Let $X$ be a Banach space, and let $\{T_n\}_{n = 1}^{\infty}$ be a sequence of bounded linear operators from $X$ into $X$ such that for all $f \in X'$ and $x \in X$, the limit $\lim\limits_{n \to \infty} f(T_n(x))$ exists.
What I have to show is that $\sup\limits_{n \in \mathbb{N}} ||T_n|| < \infty$. Using the Uniform Boundedness Principle, I can show that $$ \sup_{n \in \mathbb{N}} \{ ||f \cdot T_n|| : n \in \mathbb{N} \} < \infty $$ for all $f \in X'$. But that's not enough.

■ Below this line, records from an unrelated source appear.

PR #39, opened 2016-11-09
allow dicts in sequencify

n8pease:


tests/testUtils.py
```diff
@@ -0,0 +1,54 @@
...
+    # Many of the functions in lsst.daf.persistence.utils are not represented here.
+    # https://jira.lsstcorp.org/browse/DM-8236 was created to finish the tests in this file.
+
+    def testSequencify(self):
+        self.assertEqual((1, ), dp.sequencify(1))
+        self.assertEqual(('abc', ), dp.sequencify('abc'))
+        self.assertEqual((1, ), dp.sequencify((1,)))
+        self.assertEqual([1], dp.sequencify([1]))
+        self.assertEqual(set([1]), dp.sequencify(set([1])))
+        self.assertEqual(('a', 'b', 'c'), dp.sequencify({'a':1, 'b':2, 'c':3}))
```
timj: Can you add a test that `('b', 'c', 'a')` does not `assertEqual`? So that we know that we aren't getting a match by chance.

PR #41, opened 2016-11-22
daf_persistence - Tickets/dm 7979

n8pease:


python/lsst/daf/persistence/posixStorage.py
```diff
@@ -105,6 +105,10 @@ def putRepositoryCfg(cfg, loc=None):
             cfg = copy.copy(cfg)
             loc = cfg.root
             cfg.root = None
+        # This class supports schema 'file' and also treats no schema as 'file'.
+        # Split the URI and take only the path; remove the schema fom loc if it's there.
+        parseRes = urllib.parse.urlparse(loc)
```
brianv0: Do you want to check that parseRes.scheme == "file"?

n8pease: it gets checked in storage.py, I decided to not do redundant verification here.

What I thought is that maybe I could define some sort of new operator $K_n : X' \to X'$ by $f \mapsto f \circ T_n$, then the same Principle gives us that $$ \sup_{n \in \mathbb{N}} \{||K_n|| : n \in \mathbb{N} \} < \infty $$ hence $$ \sup_{n \in \mathbb{N}} \sup_{||f|| = 1||} ||f T_n|| < \infty $$ but I have no idea how to continue from here.
Consider $A=\{f\circ T_n, f \in X', \|f\|=1\}$. You can apply the uniform boundedness principle to $A$. This implies there exists $B>0$ such that for every $x$ with $\|x\|=1$, $\| f(T_n(x))\|<B, \|f\|\leq 1$.
Let $x\in X, \|x\|=1$. There exists $f^n_x$ such that $\|f^n_x\|=1$ and $f_x^n(T_n(x))=\|T_n(x)\|$. If $T_n(x)=0$, just take $f_x^n=0$. If not, consider $Vect(T_n(x))$ there exists $g^n_x$ define on $Vect(T_n(x))$ such that $\|g^n_x\|=1$ and $g_x^n((T_n(x))=\|T_n(x)\|. $ (Take $g_x^n({{T_n(x)}\over {\|T_n(x)\|}})=1$). Hahn Banach shows that you can extend $g_x^n$ to $f_x^n$ such that $\|f_x^n\|=1$. This implies that $f_x^n(T_n(x))=\|T_n(x)\|<B$. We deduce that $Sup_n\|T_n\|\leq B$.